A Mother’s LossMay 06, 2020
Death can be a difficult subject to talk about. It’s painful, unpleasant, emotional and hard. No one likes unhappy endings or tragic good-byes.
But, when death becomes a part of your life, it’s a hard subject to avoid. Loss changes us. In the beginning it certainly makes life more unpleasant, causes constant emotional turmoil and significant pain, but with time, the grief experience evolves. We find gratitude, meaning and love for our loss. We never “get over it.” We adapt.
We carry our loss.
While others find it difficult or awkward to ask us about our loss (which we excuse because they are just trying to be supportive and polite), we secretly want people to ask us about our special dead person — to help us remember him or honor her life.
Talking about death.
Sharing our stories of loss.
Connecting with others who share our stories.
Helps us heal!
That’s why we’re sharing stories of loss from members of the moveTHRU community so that we can collectively honor our loved ones and move through grief together. Loss can feel lonely, but you are not alone in your grief.
In honor of National Bereaved Mother’s (May 3) and Mother’s Day (May 13), we are sharing a story about a childless mother from our friend Lindsey.
Lindsey lost her unborn baby at 38 weeks. She went through labor and delivery, but when she returned home from the hospital, she didn’t have her baby.

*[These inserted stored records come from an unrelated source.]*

PR #634, opened 2022-04-29
Do not include annotation fields when selects specific fields

devxoul:
After #633 got merged, I found a non-standard behavior. By default, with using `values()` or `values_list()` with specific fields, the queryset should not include annotated fields.

* `queryset.annotate(foo=bar).values()`: `{'id': 10, 'foo': 'bar'}`  # should include annotated fields
* `queryset.annotate(foo=bar).values('id')`: `{'id': 10}`  # should _**NOT**_ include annotated fields

This PR ensures the Django's default behavior of `values()` and `values_list()` with fields.

### DIFF
--- a/modeltranslation/manager.py
+++ b/modeltranslation/manager.py
@@ -414,8 +414,9 @@ class MultilingualQuerySet(models.query.QuerySet):
     def _values(self, *original, **kwargs):
         if not kwargs.pop('prepare', False):
             return super(MultilingualQuerySet, self)._values(*original, **kwargs)
+        selects_all = kwargs.pop('selects_all', False)
         new_fields, translation_fields = append_fallback(self.model, original)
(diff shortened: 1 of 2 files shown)


modeltranslation/manager.py
```diff
@@ -414,8 +414,9 @@ def raw_values(self, *fields):
     def _values(self, *original, **kwargs):
         if not kwargs.pop('prepare', False):
             return super(MultilingualQuerySet, self)._values(*original, **kwargs)
+        selects_all = kwargs.pop('selects_all', False)
```
last-partizan, line 417: i think `selects_all` should be defined explicitly in function definition, becouse otherwise it could be handed over to super()

last-partizan: or, at least, this line should be above 415, if we want to match original definition.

She was a mom with no child to bring home.
Sometimes we forget that loss can occur before life. And that loss is just as painful as losing someone in the flesh. Read Lindsey’s story below to find out how she endured this tragedy to find more meaning in life and eventually got back to enjoying Mother’s Day!

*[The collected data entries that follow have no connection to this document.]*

PR #653, opened 2022-09-26
Add rest framework integration. Requires lang in query URL param

chvmq:


contmp:
You should send desired language in header when using drf. Model Translation will already handle throw translated value when using ModelSerializer

last-partizan:
Yes, this isn't required at all. Use `Accept-Language` header.

https://docs.djangoproject.com/en/4.1/topics/i18n/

Lindsey and her husband see their baby Everlee for the first and last time.
September 17, 2018 was one of the hardest, but sweetest moments in our life — the moment we saw our daughter Everlee for the first and last time. She was 6lbs 8oz and as our first born, Everlee made us parents.

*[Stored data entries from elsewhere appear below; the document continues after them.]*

PR #654, opened 2022-10-12
Support UserAdmin add_fieldsets

napmn:
This PR adds support for `add_fieldsets` when using UserAdmin. Current behaviour is that this attribute is ignored even though it's supported by Django. (https://docs.djangoproject.com/en/4.1/topics/auth/customizing/#custom-users-and-django-contrib-admin).

### DIFF
--- a/modeltranslation/admin.py
+++ b/modeltranslation/admin.py
@@ -34,8 +34,13 @@ class TranslationBaseModelAdmin(BaseModelAdmin):
         # Take custom modelform fields option into account
         if not self.fields and hasattr(self.form, '_meta') and self.form._meta.fields:
             self.fields = self.form._meta.fields
-        if self.fieldsets:
-            return self._patch_fieldsets(self.fieldsets)
+        fieldsets = (
+            self.fieldsets
+            if getattr(self, 'add_fieldsets', None) is None or obj
+            else self.add_fieldsets
+        )
+        if fieldsets:
+            return self._patch_fieldsets(fieldsets)
         elif self.fields:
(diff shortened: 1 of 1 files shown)


modeltranslation/admin.py
```diff
@@ -34,8 +34,13 @@ def _get_declared_fieldsets(self, request, obj=None):
         # Take custom modelform fields option into account
         if not self.fields and hasattr(self.form, '_meta') and self.form._meta.fields:
             self.fields = self.form._meta.fields
-        if self.fieldsets:
-            return self._patch_fieldsets(self.fieldsets)
+        fieldsets = (
```
last-partizan, line 37: Maybe we can use get_fieldsets here?

It would be better, because `add_fieldsets` is not a standard ModelAdmin attribute. UserAdmin overrides get_fieldsets to use this attribute when creating a user. (source: https://docs.djangoproject.com/en/4.1/topics/auth/customizing/)

napmn: We can't use `get_fieldsets` here because `_get_declared_fieldsets` (where these changes are made) is called by `get_fieldsets` in `TranslationAdmin` class. I suppose we could move it to `get_fieldsets` and pass it as argument to `_get_fieldsets_pre_form_or_formset` and `_get_declared_fieldsets`?.

last-partizan: Hmm, no, let's use your original code then. I think it's fine.

But, please add a comment about `add_fieldsets` being non-standard attribute.

napmn: sure, will do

My pregnancy was uneventful and healthy. We were nervous and excited to become parents and preparing as most parents do — the nursery set up and car seat installed. I was 38 weeks pregnant and thinking we could have her at any moment. Then, one Saturday, I told my husband that I hadn’t felt her kick lately.
During the hospital tour weeks earlier, I vividly remembered the nurse telling us that if we didn’t feel the baby move, to come in. So, we went into the hospital that night. But, we didn’t expect to hear the silence. The nurse looked for the heartbeat and then said she would have the on-call doctor there within minutes. I looked at my husband concerned but thought it would all be ok. When the doctor came in he confirmed that Everlee did not have a heartbeat.
I was in shock. How could I have just been to the doctor and everything checked out perfectly?
Two days later I gave birth to our first child. An autopsy showed that Everlee had an umbilical cord accident. Her cord had “kinked” and acutely cut off her blood and oxygen.
Our bodies are so amazing and the process of growing life is so complex, how could something so small like a “kink” take it all away?
After losing Everlee I was in disbelief. Coming home as a “mom” and recovering like all mom’s do, but not having a baby to hold is something I don’t wish on anyone. For several months I was numb, just going through the motions. We had so much love and support around us, but that didn’t take away the pain. I couldn’t make sense of WHY this would happen. The hardest part for me was trying to overcome the devastation.
Being in some of my old friend groups that all had kids or were expecting children was very difficult — actually suffocating to be around. They didn’t understand the pain I felt and of course couldn’t relate no matter how hard they tried.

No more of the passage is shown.